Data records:
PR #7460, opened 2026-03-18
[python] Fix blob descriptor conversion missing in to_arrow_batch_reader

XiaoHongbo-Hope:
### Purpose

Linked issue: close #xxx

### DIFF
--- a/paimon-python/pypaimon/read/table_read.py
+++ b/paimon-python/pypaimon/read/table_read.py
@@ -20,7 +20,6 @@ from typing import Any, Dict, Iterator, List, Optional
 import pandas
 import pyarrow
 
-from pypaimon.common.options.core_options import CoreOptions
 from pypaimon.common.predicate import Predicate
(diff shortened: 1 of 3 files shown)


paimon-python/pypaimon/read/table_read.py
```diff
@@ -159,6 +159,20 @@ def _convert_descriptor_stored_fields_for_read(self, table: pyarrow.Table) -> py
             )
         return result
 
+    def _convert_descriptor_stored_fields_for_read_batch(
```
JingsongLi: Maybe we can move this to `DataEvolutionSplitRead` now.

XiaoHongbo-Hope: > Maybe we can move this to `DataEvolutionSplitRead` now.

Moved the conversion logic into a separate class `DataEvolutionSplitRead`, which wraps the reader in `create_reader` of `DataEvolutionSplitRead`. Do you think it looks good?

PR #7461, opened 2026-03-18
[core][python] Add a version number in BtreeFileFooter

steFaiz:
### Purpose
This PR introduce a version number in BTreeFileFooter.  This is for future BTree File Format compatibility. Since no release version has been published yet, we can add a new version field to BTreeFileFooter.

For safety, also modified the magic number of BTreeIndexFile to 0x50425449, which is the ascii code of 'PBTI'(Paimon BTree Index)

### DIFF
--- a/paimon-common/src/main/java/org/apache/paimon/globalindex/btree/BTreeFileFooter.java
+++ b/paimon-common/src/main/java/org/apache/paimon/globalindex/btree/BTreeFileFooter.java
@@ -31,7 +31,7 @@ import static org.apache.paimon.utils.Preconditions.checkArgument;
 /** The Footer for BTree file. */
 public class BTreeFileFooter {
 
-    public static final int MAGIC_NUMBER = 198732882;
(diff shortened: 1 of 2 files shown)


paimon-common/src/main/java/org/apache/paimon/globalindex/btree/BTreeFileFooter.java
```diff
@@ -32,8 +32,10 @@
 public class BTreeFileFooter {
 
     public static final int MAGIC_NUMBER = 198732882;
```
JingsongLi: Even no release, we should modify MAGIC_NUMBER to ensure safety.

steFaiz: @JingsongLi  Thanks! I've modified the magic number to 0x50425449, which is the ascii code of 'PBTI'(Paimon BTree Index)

...

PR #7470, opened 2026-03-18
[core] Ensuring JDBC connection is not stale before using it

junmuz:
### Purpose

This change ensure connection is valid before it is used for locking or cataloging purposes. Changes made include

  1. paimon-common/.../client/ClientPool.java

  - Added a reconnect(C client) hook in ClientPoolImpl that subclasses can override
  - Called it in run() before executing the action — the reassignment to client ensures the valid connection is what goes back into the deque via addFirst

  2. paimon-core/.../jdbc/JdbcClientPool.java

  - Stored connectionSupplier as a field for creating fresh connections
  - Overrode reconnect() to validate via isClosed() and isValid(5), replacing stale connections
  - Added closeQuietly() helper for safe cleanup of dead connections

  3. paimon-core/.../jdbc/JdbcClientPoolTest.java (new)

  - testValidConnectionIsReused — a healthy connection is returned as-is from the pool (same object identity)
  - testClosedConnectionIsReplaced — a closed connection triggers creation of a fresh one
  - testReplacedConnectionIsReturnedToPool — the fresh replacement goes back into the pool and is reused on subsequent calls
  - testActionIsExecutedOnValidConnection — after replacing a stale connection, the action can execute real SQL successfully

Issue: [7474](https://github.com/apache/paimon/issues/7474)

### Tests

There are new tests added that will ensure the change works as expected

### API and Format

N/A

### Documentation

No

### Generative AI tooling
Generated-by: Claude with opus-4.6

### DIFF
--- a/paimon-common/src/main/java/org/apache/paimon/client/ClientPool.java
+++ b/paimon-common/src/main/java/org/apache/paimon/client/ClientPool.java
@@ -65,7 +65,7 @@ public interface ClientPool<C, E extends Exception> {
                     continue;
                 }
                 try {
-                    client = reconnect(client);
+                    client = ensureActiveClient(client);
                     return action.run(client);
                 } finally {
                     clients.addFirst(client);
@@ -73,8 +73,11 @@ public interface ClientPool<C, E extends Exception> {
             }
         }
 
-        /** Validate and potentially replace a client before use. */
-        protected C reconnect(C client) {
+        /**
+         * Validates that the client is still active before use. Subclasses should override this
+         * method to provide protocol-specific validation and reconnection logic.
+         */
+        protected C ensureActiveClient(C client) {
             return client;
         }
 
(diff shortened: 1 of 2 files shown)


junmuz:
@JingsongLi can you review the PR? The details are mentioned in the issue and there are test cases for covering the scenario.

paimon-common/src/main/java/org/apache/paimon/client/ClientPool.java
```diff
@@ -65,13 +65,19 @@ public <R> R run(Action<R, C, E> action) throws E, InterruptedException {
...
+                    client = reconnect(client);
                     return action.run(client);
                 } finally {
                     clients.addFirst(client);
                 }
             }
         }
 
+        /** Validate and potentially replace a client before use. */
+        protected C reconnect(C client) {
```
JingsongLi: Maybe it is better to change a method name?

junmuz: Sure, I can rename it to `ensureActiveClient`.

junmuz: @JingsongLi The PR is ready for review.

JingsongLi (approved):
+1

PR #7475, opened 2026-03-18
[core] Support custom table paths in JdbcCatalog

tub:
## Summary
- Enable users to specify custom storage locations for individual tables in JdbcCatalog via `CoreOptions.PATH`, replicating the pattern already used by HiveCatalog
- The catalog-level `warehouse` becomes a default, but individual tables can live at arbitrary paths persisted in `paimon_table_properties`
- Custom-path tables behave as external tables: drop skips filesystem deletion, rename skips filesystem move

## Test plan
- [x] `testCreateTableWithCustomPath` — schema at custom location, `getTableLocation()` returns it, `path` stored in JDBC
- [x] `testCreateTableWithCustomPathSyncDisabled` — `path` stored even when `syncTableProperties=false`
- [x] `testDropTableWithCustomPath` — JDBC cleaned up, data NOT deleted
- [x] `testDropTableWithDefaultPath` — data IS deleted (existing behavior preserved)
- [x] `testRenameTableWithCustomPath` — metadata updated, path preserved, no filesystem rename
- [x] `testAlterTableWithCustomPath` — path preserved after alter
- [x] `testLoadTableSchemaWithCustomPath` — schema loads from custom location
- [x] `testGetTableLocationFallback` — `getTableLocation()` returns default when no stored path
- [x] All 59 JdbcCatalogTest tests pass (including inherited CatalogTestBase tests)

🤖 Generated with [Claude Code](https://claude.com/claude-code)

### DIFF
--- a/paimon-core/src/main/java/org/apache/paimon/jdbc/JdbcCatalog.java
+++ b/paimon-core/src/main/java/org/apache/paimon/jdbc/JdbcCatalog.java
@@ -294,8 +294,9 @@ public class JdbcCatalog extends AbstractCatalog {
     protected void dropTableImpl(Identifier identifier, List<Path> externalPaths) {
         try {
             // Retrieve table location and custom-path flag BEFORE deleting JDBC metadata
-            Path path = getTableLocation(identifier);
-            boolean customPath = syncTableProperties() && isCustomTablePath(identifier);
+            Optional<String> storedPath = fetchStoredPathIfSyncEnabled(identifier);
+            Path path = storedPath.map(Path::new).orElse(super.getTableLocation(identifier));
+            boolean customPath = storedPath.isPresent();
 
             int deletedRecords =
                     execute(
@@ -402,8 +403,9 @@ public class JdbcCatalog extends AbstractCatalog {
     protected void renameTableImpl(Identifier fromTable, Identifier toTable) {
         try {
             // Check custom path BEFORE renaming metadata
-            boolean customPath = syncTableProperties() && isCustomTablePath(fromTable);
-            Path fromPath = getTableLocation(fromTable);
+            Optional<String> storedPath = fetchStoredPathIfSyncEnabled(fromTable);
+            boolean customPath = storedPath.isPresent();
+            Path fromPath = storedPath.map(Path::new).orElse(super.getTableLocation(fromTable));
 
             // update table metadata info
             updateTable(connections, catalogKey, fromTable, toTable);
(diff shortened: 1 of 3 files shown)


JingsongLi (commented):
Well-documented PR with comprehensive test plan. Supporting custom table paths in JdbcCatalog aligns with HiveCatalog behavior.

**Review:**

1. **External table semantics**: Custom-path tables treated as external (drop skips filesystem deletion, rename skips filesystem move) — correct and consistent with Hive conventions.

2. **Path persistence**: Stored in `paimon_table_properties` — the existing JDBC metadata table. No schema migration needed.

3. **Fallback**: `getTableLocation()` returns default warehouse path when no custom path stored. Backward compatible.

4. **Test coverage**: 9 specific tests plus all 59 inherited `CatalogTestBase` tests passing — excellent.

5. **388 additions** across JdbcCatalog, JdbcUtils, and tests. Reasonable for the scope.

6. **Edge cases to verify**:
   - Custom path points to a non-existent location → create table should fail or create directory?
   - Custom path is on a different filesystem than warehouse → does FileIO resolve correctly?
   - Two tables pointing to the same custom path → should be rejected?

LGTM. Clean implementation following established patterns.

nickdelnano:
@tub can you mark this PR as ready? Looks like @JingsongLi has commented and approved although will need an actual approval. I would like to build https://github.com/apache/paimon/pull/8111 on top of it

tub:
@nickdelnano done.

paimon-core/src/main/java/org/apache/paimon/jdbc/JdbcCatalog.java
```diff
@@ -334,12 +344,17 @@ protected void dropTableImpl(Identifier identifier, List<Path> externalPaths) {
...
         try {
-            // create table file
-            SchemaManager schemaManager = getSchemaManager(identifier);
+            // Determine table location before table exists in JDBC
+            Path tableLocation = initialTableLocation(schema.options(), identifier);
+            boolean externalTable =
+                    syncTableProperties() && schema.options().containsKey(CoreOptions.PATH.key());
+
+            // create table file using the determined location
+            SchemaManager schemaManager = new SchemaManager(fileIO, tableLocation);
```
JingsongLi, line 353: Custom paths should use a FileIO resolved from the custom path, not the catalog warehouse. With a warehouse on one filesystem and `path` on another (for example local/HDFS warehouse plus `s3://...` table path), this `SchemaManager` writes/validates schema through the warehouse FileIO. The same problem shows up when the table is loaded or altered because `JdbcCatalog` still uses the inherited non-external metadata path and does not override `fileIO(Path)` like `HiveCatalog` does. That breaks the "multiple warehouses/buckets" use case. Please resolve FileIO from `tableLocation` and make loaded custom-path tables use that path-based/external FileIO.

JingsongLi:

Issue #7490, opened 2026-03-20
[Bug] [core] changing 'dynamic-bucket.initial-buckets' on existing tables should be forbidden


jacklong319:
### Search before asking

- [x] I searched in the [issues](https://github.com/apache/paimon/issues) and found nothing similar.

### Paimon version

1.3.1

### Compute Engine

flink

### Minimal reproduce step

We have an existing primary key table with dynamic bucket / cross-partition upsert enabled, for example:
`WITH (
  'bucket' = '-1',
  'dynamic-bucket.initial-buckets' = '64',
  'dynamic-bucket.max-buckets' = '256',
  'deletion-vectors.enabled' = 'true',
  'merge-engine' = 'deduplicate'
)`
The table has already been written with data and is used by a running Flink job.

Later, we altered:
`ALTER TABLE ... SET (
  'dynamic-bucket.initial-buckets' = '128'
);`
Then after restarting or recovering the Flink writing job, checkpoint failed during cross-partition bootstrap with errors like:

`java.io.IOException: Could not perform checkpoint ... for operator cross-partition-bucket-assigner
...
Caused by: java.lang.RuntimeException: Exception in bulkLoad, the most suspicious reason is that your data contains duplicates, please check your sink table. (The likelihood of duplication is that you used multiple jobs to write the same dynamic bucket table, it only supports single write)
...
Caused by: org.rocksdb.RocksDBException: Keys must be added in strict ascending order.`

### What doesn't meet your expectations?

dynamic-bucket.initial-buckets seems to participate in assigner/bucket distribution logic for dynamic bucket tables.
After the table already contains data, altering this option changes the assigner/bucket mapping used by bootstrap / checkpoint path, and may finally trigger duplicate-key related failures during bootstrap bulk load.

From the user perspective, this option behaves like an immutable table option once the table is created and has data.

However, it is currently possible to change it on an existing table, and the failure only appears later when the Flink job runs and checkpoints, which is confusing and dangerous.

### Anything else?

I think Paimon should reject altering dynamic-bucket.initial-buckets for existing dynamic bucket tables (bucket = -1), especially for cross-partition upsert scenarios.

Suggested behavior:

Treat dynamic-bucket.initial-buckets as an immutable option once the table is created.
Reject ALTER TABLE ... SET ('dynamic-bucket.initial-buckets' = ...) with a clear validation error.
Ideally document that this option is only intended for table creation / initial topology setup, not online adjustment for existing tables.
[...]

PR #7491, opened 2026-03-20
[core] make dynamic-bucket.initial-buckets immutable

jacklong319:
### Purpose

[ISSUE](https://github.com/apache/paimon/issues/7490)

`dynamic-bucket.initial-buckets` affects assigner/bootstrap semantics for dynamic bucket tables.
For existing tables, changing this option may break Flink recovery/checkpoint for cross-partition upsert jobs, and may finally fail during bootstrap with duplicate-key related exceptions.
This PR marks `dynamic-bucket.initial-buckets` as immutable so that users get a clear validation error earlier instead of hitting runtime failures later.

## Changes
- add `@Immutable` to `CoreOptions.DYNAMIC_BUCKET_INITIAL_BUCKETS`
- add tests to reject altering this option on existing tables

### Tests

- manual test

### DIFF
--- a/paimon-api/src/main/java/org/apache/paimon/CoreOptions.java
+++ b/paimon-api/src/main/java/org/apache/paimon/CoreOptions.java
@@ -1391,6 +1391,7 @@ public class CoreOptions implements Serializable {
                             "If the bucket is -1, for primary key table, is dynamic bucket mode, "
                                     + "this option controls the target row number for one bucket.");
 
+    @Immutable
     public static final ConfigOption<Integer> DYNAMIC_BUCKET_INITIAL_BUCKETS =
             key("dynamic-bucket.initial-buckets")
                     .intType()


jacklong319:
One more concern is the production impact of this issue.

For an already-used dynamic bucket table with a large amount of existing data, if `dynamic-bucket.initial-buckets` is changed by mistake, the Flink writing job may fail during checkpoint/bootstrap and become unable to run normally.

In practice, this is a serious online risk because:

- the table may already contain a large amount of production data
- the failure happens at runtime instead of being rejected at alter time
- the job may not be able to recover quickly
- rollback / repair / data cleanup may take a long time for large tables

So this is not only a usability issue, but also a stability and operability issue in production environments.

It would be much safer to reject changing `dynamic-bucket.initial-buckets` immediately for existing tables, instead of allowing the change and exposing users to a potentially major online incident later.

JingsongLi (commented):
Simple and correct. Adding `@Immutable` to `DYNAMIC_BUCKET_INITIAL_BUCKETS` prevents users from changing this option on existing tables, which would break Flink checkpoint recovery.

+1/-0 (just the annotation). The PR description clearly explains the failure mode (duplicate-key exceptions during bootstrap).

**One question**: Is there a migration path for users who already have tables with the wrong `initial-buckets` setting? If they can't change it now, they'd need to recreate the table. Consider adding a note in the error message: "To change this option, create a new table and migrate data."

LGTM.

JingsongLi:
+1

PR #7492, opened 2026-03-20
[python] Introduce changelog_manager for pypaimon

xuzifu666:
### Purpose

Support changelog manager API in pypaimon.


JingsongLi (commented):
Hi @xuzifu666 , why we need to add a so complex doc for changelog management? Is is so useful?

WHAT YOU SHOULD DO - Your answer should be the lines above from the one containing "PR #7470, opened 2026-03-18" through the one containing "- Overrode reconnect()", copied exactly and with both ends kept.

TASK ANSWER -
PR #7470, opened 2026-03-18
[core] Ensuring JDBC connection is not stale before using it

junmuz:
### Purpose

This change ensure connection is valid before it is used for locking or cataloging purposes. Changes made include

  1. paimon-common/.../client/ClientPool.java

  - Added a reconnect(C client) hook in ClientPoolImpl that subclasses can override
  - Called it in run() before executing the action — the reassignment to client ensures the valid connection is what goes back into the deque via addFirst

  2. paimon-core/.../jdbc/JdbcClientPool.java

  - Stored connectionSupplier as a field for creating fresh connections
  - Overrode reconnect() to validate via isClosed() and isValid(5), replacing stale connections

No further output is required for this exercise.